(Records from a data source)
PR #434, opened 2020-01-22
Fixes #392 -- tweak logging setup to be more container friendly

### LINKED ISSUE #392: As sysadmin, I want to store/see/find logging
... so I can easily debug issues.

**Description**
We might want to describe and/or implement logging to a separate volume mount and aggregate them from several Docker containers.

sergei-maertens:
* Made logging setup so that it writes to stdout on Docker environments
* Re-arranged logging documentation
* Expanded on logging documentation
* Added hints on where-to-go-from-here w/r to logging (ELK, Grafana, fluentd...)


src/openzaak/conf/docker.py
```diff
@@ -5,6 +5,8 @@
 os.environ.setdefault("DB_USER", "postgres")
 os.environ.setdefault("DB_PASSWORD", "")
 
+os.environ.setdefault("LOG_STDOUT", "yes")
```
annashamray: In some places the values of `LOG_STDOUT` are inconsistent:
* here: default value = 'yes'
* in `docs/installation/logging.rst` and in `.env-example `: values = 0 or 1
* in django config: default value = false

--

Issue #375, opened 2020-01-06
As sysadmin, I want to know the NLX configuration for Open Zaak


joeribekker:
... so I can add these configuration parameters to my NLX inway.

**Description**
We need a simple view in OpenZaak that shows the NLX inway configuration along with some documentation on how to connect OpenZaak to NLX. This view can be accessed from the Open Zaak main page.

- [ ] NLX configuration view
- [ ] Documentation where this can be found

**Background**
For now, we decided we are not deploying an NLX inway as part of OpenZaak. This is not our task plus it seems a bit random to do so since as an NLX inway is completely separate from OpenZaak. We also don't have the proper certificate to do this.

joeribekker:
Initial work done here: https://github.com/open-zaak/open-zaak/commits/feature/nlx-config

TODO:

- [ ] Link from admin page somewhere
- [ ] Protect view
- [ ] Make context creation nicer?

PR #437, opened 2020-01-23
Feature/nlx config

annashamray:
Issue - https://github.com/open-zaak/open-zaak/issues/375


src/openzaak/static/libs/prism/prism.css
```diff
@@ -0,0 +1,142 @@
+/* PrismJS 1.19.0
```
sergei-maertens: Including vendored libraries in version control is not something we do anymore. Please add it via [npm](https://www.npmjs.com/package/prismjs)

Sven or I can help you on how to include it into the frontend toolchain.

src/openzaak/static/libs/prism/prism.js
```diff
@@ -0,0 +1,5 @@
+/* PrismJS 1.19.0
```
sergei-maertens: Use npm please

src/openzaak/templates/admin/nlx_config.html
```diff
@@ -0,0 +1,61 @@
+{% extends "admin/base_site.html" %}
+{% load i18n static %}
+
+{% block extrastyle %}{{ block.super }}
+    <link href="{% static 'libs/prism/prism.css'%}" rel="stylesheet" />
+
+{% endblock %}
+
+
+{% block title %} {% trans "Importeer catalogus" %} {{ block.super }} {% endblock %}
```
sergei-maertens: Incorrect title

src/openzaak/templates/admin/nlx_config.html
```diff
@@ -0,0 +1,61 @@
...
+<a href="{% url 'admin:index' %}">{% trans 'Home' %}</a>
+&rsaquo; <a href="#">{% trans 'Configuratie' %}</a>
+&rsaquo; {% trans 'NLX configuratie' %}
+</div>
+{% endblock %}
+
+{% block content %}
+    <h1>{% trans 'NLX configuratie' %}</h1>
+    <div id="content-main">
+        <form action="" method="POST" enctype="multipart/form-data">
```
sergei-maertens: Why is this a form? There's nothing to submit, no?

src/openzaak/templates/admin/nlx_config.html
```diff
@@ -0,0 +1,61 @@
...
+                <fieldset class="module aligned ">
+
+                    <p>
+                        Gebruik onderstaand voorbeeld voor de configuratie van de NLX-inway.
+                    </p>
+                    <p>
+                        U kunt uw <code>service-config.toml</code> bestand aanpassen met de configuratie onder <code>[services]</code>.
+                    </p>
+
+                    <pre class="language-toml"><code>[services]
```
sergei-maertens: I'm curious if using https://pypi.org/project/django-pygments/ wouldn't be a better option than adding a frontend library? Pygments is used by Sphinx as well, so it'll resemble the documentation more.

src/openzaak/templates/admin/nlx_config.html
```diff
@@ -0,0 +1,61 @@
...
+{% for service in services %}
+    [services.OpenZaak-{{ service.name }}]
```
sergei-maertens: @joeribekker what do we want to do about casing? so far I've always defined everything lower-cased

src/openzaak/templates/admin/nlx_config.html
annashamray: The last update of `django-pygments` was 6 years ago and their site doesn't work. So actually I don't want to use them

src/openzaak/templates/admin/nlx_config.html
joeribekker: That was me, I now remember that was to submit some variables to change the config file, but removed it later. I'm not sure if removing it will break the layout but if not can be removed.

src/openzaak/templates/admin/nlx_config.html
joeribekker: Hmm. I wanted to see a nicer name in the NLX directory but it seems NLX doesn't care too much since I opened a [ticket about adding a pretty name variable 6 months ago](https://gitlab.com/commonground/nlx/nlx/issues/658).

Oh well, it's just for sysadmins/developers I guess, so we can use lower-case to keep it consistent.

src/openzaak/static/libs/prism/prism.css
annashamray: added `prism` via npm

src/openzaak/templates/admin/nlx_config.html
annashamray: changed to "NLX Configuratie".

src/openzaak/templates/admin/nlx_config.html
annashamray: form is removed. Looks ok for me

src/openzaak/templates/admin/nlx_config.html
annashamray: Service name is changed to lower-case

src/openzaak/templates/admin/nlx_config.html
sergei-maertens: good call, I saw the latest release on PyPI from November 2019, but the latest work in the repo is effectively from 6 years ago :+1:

▸ DESCRIPTION OF THE TASK:
Your task is to retype the entries verbatim, starting with the line that holds "Sven or I can" and stopping after the line that holds "sergei-maertens: Incorrect title".

▸ EXERCISE RESPONSE:
Sven or I can help you on how to include it into the frontend toolchain.

src/openzaak/static/libs/prism/prism.js
```diff
@@ -0,0 +1,5 @@
+/* PrismJS 1.19.0
```
sergei-maertens: Use npm please

src/openzaak/templates/admin/nlx_config.html
```diff
@@ -0,0 +1,61 @@
+{% extends "admin/base_site.html" %}
+{% load i18n static %}
+
+{% block extrastyle %}{{ block.super }}
+    <link href="{% static 'libs/prism/prism.css'%}" rel="stylesheet" />
+
+{% endblock %}
+
+
+{% block title %} {% trans "Importeer catalogus" %} {{ block.super }} {% endblock %}
```
sergei-maertens: Incorrect title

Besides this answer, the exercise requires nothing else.